My daughter skypes with her friends all the time


----------



## Ironlight (Apr 13, 2011)

I use Skype all the time for business and for talking with my kids. It should be pretty straightforward.

Once you install the webcam and microphone, Skype has the ability to make test calls to check on the functioning of both.

Start out your call to this person by staring a text chat with them. That way if you have troubles with the video or audio you have way of communicating with them while you sort it out.


----------



## Okami (Jul 18, 2011)

Best video program ever.


----------



## CoconutPete (Jan 22, 2010)

I love Skype, I use it several times a week. Comes in handy when 99% of your family lives 3000 miles away.

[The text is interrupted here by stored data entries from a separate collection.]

PR #91, opened 2022-05-18
Replace ibctest.SetupTestRun with ibctest.DockerSetup

mark-rushakoff:
SetupTestRun was slowing me down every time I needed to read through to
understand what it did.

It returned five values, of which three are not very special: the
context was a plain context.Background, the home directory was the
result of t.TempDir(), and a returned error was intended to always
result in a test failure.

The new ibctest.DockerSetup method returns a *dockertest.Pool and a
networkID value. Because it already accepted a *testing.T, any errors
during Docker setup will cause a call to t.Fatal to immediately fail the
test, as the test cannot continue without those Docker values.

The previously returned context and home directory are instead created
in the calling test where needed. I find this clearer.

This change also inlines the previously exported CreateNetwork function
which is only called internally from DockerSetup.

### DIFF
--- a/chain/penumbra/penumbra_chain_test.go
+++ b/chain/penumbra/penumbra_chain_test.go
@@ -18,6 +18,7 @@ func TestPenumbraChainStart(t *testing.T) {
 	t.Parallel()
 
 	pool, network := ibctest.DockerSetup(t)
+	home := t.TempDir() // Must be before chain cleanup to avoid test error during cleanup.
 
 	log := zap.NewNop()
 	chain, err := ibctest.GetChain(t.Name(), "penumbra", "015-ersa-v2,v0.35.4", "penumbra-1", 4, 1, log)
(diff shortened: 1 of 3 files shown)


agouin (approved):
Nice cleanup!

chain/penumbra/penumbra_chain_test.go
```diff
@@ -15,19 +16,21 @@ func TestPenumbraChainStart(t *testing.T) {
 	}
 
 	t.Parallel()
-	ctx, home, pool, network, err := ibctest.SetupTestRun(t)
-	require.NoErrorf(t, err, "failed to set up test run")
+
+	pool, network := ibctest.DockerSetup(t)
```
agouin, line 20: maybe we keep home as part of the `DockerSetup` just so it will always be the last cleanup item to run?

DavidNix (approved):
+1 nice cleanup!

PR #92, opened 2022-05-18
Fix data race in penumbra chain setup

mark-rushakoff:
Concurrent goroutines cannot append to the same slice, but they can
write to predetermined indices in an existing slice.


agouin (approved):
Great catch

Do you have a SmartPphone? There's a Skype App - if you are just using it this one time you don't have to buy the webcam. I just skyped a few days ago w/ my iPhone. If you have a 4 or later with the dual cameras it works just like it does on a computer.


----------



## proofer (Jan 20, 2008)

Thanks for the info. I think I'm all set up now (Skype account in place; installed the video cam and microphone). But in Indonesia, it's only a little after 5 a.m. I'd sure love to try this skype thing out, but I don't know who I can skype right now.


----------



## user1007 (Sep 23, 2009)

Hope you got this worked out. I use Skype all the time even though I get tons of talk minutes on my phone. It is especially nice and easy for video conferencing and you can attach files for discussion as you go. Skype to skype is of course free. But you can call land and cell phones in most of the World for $.02 or so. You can get a Skype number so people can call you as a local call (although the days when that was important are disappearing with land lines). You can get chimp change monthly plans for unlimited calling. 

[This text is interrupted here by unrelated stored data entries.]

PR #95, opened 2022-05-18
[WIP] feat: Poll for packets

DavidNix:

TODO

## Exploration
* I did not reuse the existing types (created from protos) in ibc-go. Why? 1. We'll have more control over our domain in this repo. 2. ibc-go types may be more complex than we need. 

TODO

### DIFF
--- a/chain/cosmos/cosmos_chain.go
+++ b/chain/cosmos/cosmos_chain.go
@@ -145,7 +145,7 @@ func (c *CosmosChain) SendIBCTransfer(ctx context.Context, channelID, keyName st
 	if err != nil {
 		return tx, fmt.Errorf("send ibc transfer: %w", err)
 	}
-	txResp, err := c.GetTransaction(ctx, txHash)
+	txResp, err := c.getTransaction(ctx, txHash)
 	if err != nil {
 		return tx, fmt.Errorf("failed to get transaction %s: %w", txHash, err)
 	}
@@ -154,32 +154,30 @@ func (c *CosmosChain) SendIBCTransfer(ctx context.Context, channelID, keyName st
 	// In cosmos, user is charged for entire gas requested, not the actual gas used.
 	tx.GasSpent = txResp.GasWanted
 
-	events := txResp.Events
-
 	const evType = "send_packet"
+	events := txResp.Events
 
 	tx.Packet.SourcePort = tendermint.AttributeValue(events, evType, "packet_src_port")
 	tx.Packet.SourceChannel = tendermint.AttributeValue(events, evType, "packet_src_channel")
 	tx.Packet.DestPort = tendermint.AttributeValue(events, evType, "packet_dst_port")
 	tx.Packet.DestChannel = tendermint.AttributeValue(events, evType, "packet_dst_channel")
 	tx.Packet.TimeoutHeight = tendermint.AttributeValue(events, evType, "packet_timeout_height")
+	tx.Packet.Data = []byte(tendermint.AttributeValue(events, evType, "packet_data"))
 
 	var (
 		seq       = tendermint.AttributeValue(events, evType, "packet_sequence")
-		data      = tendermint.AttributeValue(events, evType, "packet_data")
 		timeoutTs = tendermint.AttributeValue(events, evType, "packet_timeout_timestamp")
 	)
-	tx.Packet.Data = []byte(data)
 
 	seqNum, err := strconv.Atoi(seq)
 	if err != nil {
-		return tx, fmt.Errorf("invalid sequence from events %s: %w", seq, err)
+		return tx, fmt.Errorf("invalid packet sequence from events %s: %w", seq, err)
 	}
 	tx.Packet.Sequence = uint64(seqNum)
 
 	timeoutNano, err := strconv.ParseInt(timeoutTs, 10, 64)
 	if err != nil {
-		return tx, fmt.Errorf("invalid timestamp timeout %s: %w", timeoutTs, err)
+		return tx, fmt.Errorf("invalid packet timestamp timeout %s: %w", timeoutTs, err)
 	}
 	tx.Packet.TimeoutTimestamp = time.Duration(timeoutNano)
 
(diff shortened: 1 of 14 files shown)


chain/cosmos/cosmos_chain.go
```diff
@@ -141,8 +140,48 @@ func (c *CosmosChain) SendFunds(ctx context.Context, keyName string, amount ibc.
...
+	}
+	tx.Packet.Sequence = uint64(seqNum)
+
+	timeoutNano, err := strconv.ParseInt(timeoutTs, 10, 64)
+	if err != nil {
+		return tx, fmt.Errorf("invalid packet timestamp timeout %s: %w", timeoutTs, err)
+	}
+	tx.Packet.TimeoutTimestamp = time.Duration(timeoutNano)
+
+	return tx, nil
```
DavidNix, line 184: This forces the implementation to be more specific. Is it too laborous for the implementer? 

I think it's fair to say if you send an IBC transfer, a packet must be created. 

Later in the test we call `Validate()` to ensure the data is well-formed. We can then make more granular assertions on the `ibc.Packet` for example.

ibc/doc.go
```diff
@@ -0,0 +1,7 @@
+// Package ibc provides chain and relayer agnostic types and interfaces for the IBC spec.
+// It attempts to expose the domain model of IBC.
+//
+// The official spec documentation can be found at https://github.com/cosmos/ibc/tree/master/spec.
+//
+// Currently, the interfaces may be biased towards chains built with the cosmos sdk and the cosmos/relayer.
+package ibc
```
DavidNix, line 7: Most of my reasoning is here. I like how this package is our opportunity to exose domain entities and their relationships.

DavidNix:
@mark-rushakoff @agouin This PR is still a WIP. I'm looking for general feedback on creating richer types vs. using more primitive, scalar types. 

* Is it asking too much when implementing the chain interface?
* Will we shoot ourselves in the foot?

I do like how it's an opportunity to demonstrate the IBC domain.

ibc/doc.go
agouin: +1

chain/cosmos/cosmos_chain.go
agouin: seems reasonable to me!

ibc/chain.go
```diff
@@ -71,11 +69,8 @@ type Chain interface {
 	// get the fees in native denom for an amount of spent gas
 	GetGasFeesInNativeDenom(gasPaid int64) int64
 
-	// fetch transaction
-	GetTransaction(ctx context.Context, txHash string) (*types.TxResponse, error)
```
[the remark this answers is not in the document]
agouin: woot!

ibc/packet.go
```diff
@@ -0,0 +1,82 @@
...
+import (
+	"errors"
+	"fmt"
+	"time"
+
+	host "github.com/cosmos/ibc-go/v3/modules/core/24-host"
+)
+
+// Packet is a packet sent over an IBC channel as defined in ICS-4.
+// See: https://github.com/cosmos/ibc/blob/master/spec/core/ics-004-channel-and-packet-semantics/README.md
```
mark-rushakoff, line 12: Consider using a link to a tag or a specific commit hash, in case the file is ever moved in the future.

ibc/packet.go
```diff
@@ -0,0 +1,82 @@
...
+// Proto defined at: github.com/cosmos/ibc-go/v3@v3.0.0/proto/ibc/core/channel/v1/tx.proto
+type Packet struct {
+	Sequence         uint64        // the order of sends and receives, where a packet with an earlier sequence number must be sent and received before a packet with a later sequence number
+	SourcePort       string        // the port on the sending chain
+	SourceChannel    string        // the channel end on the sending chain
+	DestPort         string        // the port on the receiving chain
+	DestChannel      string        // the channel end on the receiving chain
+	Data             []byte        // an opaque value which can be defined by the application logic of the associated modules
+	TimeoutHeight    string        // a consensus height on the destination chain after which the packet will no longer be processed, and will instead count as having timed-out
+	TimeoutTimestamp time.Duration // indicates a timestamp on the destination chain after which the packet will no longer be processed, and will instead count as having timed-out
```
mark-rushakoff, line 22: Good comments on these struct fields.

Is there a more specific definition of TimeoutTimestamp? Since it is a time.Duration, is the actual timeout calculated from when the packet is Received by the Chain?

chain/tendermint/events.go
```diff
@@ -1,24 +1,22 @@
...
 
 import (
-	"bytes"
-
 	abcitypes "github.com/tendermint/tendermint/abci/types"
 )
 
 // AttributeValue returns an event attribute value given the eventType and attribute key tuple.
 // In the event of duplicate types and keys, returns the first attribute value found.
 // If not found, ok is false.
```
mark-rushakoff, line 9: If it is correct to drop the `ok` return value, then this line can be removed.

But without specific domain knowledge about the events, I don't know whether that is accurate. If it is illegal to have an empty value, then it seems fine to drop `ok` -- maybe the comments should reflect that.

But if it is possible that an attribute value that is an empty string, then we should  keep `ok`.

mark-rushakoff (commented):
The overall approach seems good to me. It seems reasonable to have domain types that are useful to the test framework that we build.

I am not familiar enough with the broad set of chains we will eventually support, to say whether we are making anything too strict that will result in difficulty with upcoming implementations. Given what I know today, it does not look like this would cause any obvious future difficulty.

One side note, since we now have a few validation functions, it might be nice to use pkg.go.dev/go.uber.org/multierr to collect all validation errors at once. It is annoying as a developer to have to repeatedly run a test and fix one validation error at a time. I suggest multierr in particular because it integrates properly with zap and we are using it in the relayer.

And thank you for standardizing on acknowledgement.

ibc/packet.go
DavidNix: Ha, I plagurized the IBC spec documents for these comments. I have a future vision where `ibctest` can become a great learning source for IBC itself.

I used `time.Duration` because the timeout is nanoseconds which is also `time.Duration`'s unit. I'll update the comment.

In Go, I typically don't like using anything other than `time.Duration` to represent durations. All too often you see `int` or similar scalars which is error prone.

chain/tendermint/events.go
DavidNix: Went back and for on this. With strings, the zero value is safe from null dereferences, so I figured callers could check for an empty string if they so cared. I will probably add back the `ok` as you suggested. The `tx.Events` is a wildly loose data structure, so perfectly reasonable to not find something.

DavidNix:
>  it might be nice to use pkg.go.dev/go.uber.org/multierr 

I love that package and will make use of it. With these validation functions, I was copying the existing patterns in cosmos's `ValidateBasic()` implementations. But in this case, it would be super annoying to re-run the long, black-box test suite.

ibc/tx.go
```diff
@@ -0,0 +1,29 @@
+package ibc
+
+import "errors"
+
+// Tx is a generalized IBC transaction.
+type Tx struct {
```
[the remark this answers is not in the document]
DavidNix: We could rename it to `Fee` or similar. I do like that. I thought `Gas` was a common enough term in most blockchains. But that's good to know this generalization may need work in the future!

ibc/packet.go
DavidNix: Oh wait, I need more coffee apparently. This is a *timestamp* not a duration. Yes, I'll re-eval this field. It should be nanoseconds (presumably since epoch). I'll dig more into it.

Hope you found a headset and microphone you like. That makes a big difference in comfort factors.


----------



## proofer (Jan 20, 2008)

Thanks for writing. I've got skype up and running. I bought a $20 Logitech video cam with built-in microphone; it's sufficient for my purposes. I think I'll do an Internet search about the 2-cent phone calls that you were referring to. However, it's the video cam part that I'm thrilled to have. Instead of seeing my Dad only a few times a year, I can talk/see him anytime now. He didn't have skype until I told him about it just recently. I can't believe that I had never heard about skype until now!


----------



## user1007 (Sep 23, 2009)

proofer said:


> Thanks for writing. I've got skype up and running. I bought a $20 Logitech video cam with built-in microphone; it's sufficient for my purposes. I think I'll do an Internet search about the 2-cent phone calls that you were referring to. However, it's the video cam part that I'm thrilled to have. Instead of seeing my Dad only a few times a year, I can talk/see him anytime now. He didn't have skype until I told him about it just recently. I can't believe that I had never heard about skype until now!

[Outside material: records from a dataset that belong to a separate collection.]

PR #96, opened 2022-05-19
Extract ibctest.chainSet type to simplify future tests

mark-rushakoff:
The StartChainsAndRelayerFromFactory function, which has now been
renamed to StartChainPairAndRelayer, had some lengthy sections to set up
chains in preparation for tests. The logic in those sections would apply
just the same to three or more chains. We are working towards supporting
tests beyond a single pair of chains, so extract that common behavior
into the new chainSet type.

The chainSet type is unexported for now, as it contains behavior that
was internal to the StartChainsAndRelayerFromFactory function.

### DIFF
--- a/chainset.go
+++ b/chainset.go
@@ -1,0 +1,136 @@
+package ibctest
+
+import (
+	"context"
+	"fmt"
+
+	"github.com/cosmos/cosmos-sdk/crypto/hd"
+	"github.com/cosmos/cosmos-sdk/crypto/keyring"
+	"github.com/cosmos/cosmos-sdk/types"
+	"github.com/ory/dockertest/v3"
+	"github.com/strangelove-ventures/ibctest/ibc"
+	"golang.org/x/sync/errgroup"
+)
+
+// chainSet is an ordered collection of ibc.Chain,
+// to group methods that apply actions against all chains in the set.
+//
+// The main purpose of the chainSet is to unify test setup when working with any number of chains.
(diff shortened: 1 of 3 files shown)


chainset.go
```diff
@@ -0,0 +1,136 @@
...
+
+// Initialize concurrently calls Initialize against each chain in the set.
+// Each chain may run a docker pull command,
+// so with a cold image cache, running concurrently may save some time.
+func (cs chainSet) Initialize(testName string, homeDir string, pool *dockertest.Pool, networkID string) error {
+	var eg errgroup.Group
+
+	for _, c := range cs {
+		c := c
+		eg.Go(func() error {
```
DavidNix, line 29: This pattern is interesting to me. I almost always avoid shadowing variables and package names in Go. I tend to use: 

```go
for i := range cs {
   c := cs[i]
```

Both have the same result. 

Just an observation, no need to change.

DavidNix (approved):
Thank you for breaking up that large function some.

chainset.go
mark-rushakoff: [Effective Go](https://go.dev/doc/effective_go) states:

> It may seem odd to write `req := req` but it's legal and idiomatic in Go to do this. You get a fresh version of the variable with the same name, deliberately shadowing the loop variable locally but unique to each goroutine.

I think the _idiomatic_ detail specifically applies when it is the first statement inside the loop.

PR #97, opened 2022-05-19
feat: Introduce Packet domain model with validation

DavidNix:

See discussion at closed WIP PR: https://github.com/strangelove-ventures/ibctest/pull/95

In an effort to poll for state, this further adds foundation to ibctest's IBC domain model. This creates a `Packet` and `Transaction` domain entity along with validation for those types. My hope is the validation can help guide others when implementing interfaces.

Additionally removes 1 more method from `ibc.Chain` interface.

* Gas fees may not be the right generalizaton for non-cosmos chains. Refactor is likely.

### DIFF
--- a/relayertest/test.go
+++ b/relayertest/test.go
@@ -177,8 +177,8 @@ func sendIBCTransfersFromBothChainsWithTimeout(
 	})
 
 	require.NoError(t, eg.Wait())
-	require.NoError(t, srcTx.Validate())
-	require.NoError(t, dstTx.Validate())
+	require.NoError(t, srcTx.Validate(), "source ibc transfer tx is invalid")
+	require.NoError(t, dstTx.Validate(), "destination ibc transfer tx is invalid")
 
 	testCase.TxCache = []ibc.Tx{srcTx, dstTx}
 }


chain/tendermint/events.go
```diff
@@ -1,24 +1,22 @@
...
-
 	abcitypes "github.com/tendermint/tendermint/abci/types"
 )
 
 // AttributeValue returns an event attribute value given the eventType and attribute key tuple.
 // In the event of duplicate types and keys, returns the first attribute value found.
-// If not found, ok is false.
-func AttributeValue(events []abcitypes.Event, eventType string, attrKey []byte) (found []byte, ok bool) {
+// If not found, returns empty string and false.
+func AttributeValue(events []abcitypes.Event, eventType, attrKey string) (string, bool) {
```
DavidNix, line 10: Even though the attribute data structure is `{Key: []byte, Value: []byte}`. The consumers I've noticed in cosmos want them as strings.

ibc/packet.go
```diff
@@ -0,0 +1,58 @@
...
+	// The IBC spec does not indicate the unit of time. However, ibc-go's protos define it as nanoseconds.
+	TimeoutTimestamp Nanoseconds
+}
+
+// Validate returns an error if the packet is not well-formed.
+func (packet Packet) Validate() error {
+	var merr error
+	addErr := func(err error) {
+		merr = multierr.Append(merr, err)
+	}
```
mark-rushakoff, line 35: This local function seems unnecessary. But it will probably get inlined during compilation.

```go
// Either of these should be equivalent.
merr = multierr.Append(merr, fmt.Errorf("..."))
multierr.AppendInto(&merr, fmt.Errorf("..."))
```

mark-rushakoff (approved):
Good cleanup.

ibc/packet.go
DavidNix: Stylistically, I felt the local function was easier to read and write, although I was not aware `AppendInto` was part of the package api.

Search within Skype for the phone deals I mentioned. You can get subscriptions or stick some money into your account and draw on that.


----------



## Mort (Nov 26, 2008)

Skype is like the kind of stuff I used to watch on "The Jetsons." I grew up when the only person with a cell phone was Zack Morris, and now on my iPhone 4, if I'm in a WiFi area, I can do video chat with my wife and kids 200 miles away. Screw flying cars, Skype is better!


----------



## whiskers (Apr 16, 2011)

Skype is great, I've used it a lot, my GF uses it all the time to phone her parents in another country. I even bought credits from them to call cell phones. Am looking into buying a tablet for travel so that we can use Skype on the go.


----------



## roasted (Jan 23, 2012)

A neighboring school district Skype'd last year's high school graduation so one of the students dad's could see their daughter graduate while he was in Iraq. :thumbsup:


----------



## bbo (Feb 28, 2010)

so what did she look like?


----------